With credibility, you will be taken seriously.
Sam was angry and frustrated. It seemed that no matter what he said to his employees, he could sense many did not believe what he was telling them. This morning, at an all hands-meeting, he announced that he would improve the sick leave policy so that it would not penalize employees who had to miss work because of a sick child.
As employees left the conference room, Sam heard the muttering. “I’ll believe that when I see it.” “Bet he’ll find another way to screw us.” “He doesn’t care.”
The fact that he DID CARE about their welfare was lost on many employees. This destructive scenario was taking place more often. Whenever he felt frustrated toward employees’ reaction to him, he would hide away in his office. When he did speak to an employee, there was tension in his voice and the conversation was usually not productive.
Sam is a young entrepreneur with lots of ideas, energy, and drive. He started this enterprise 11 month ago and despite its quick financial success, things seem to be falling apart. This gulf between the employees and him created constant tension. One of his bright stars resigned two weeks ago and the only clue Sam had as to why was in the email announcing the resignation: “You are the worst leader!!”
Today, Sam decided something in this deteriorating dynamic needed to change and it would be up to him.

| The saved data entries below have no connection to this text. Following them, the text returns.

PR #7378, opened 2026-04-09
Add unit tests for scheduler util functions and ClusterAccessCredentialChanged

archy-rock3t-cloud:
**What type of PR is this?**

/kind cleanup

Add unit tests for scheduler util functions and ClusterAccessCredentialChanged.

```release-note
NONE
```


archy-rock3t-cloud:
Thanks for the review — removed the redundant length guard, `reflect.DeepEqual` handles the empty-slice case correctly since both `got` and `want` are non-nil empty slices from `make()`. /assign @xishanyongye-chang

While ensconced in his office, he did a Google search on management, good leadership, employee engagement, employee loyalty, and employee retention. In each article, blog, or survey he found, the word “credibility” was mentioned consistently. He narrowed his search to this term and discovered the symptoms that seemed to describe the gulf between him and his employees.
This is a recap of Sam’s notes on credibility, that he developed upon completing his research.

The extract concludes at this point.